--- Data for review Enclosed Below ---
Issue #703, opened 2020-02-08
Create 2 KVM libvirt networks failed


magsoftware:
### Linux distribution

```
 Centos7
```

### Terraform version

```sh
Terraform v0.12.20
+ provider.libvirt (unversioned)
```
--- End of Enclosed Data for review ---
• _Aim of the exercise_
Show a copy of each line from the records above in which the string "libvirt" occurs.

• _Answer area_
Create 2 KVM libvirt networks failed
+ provider.libvirt (unversioned)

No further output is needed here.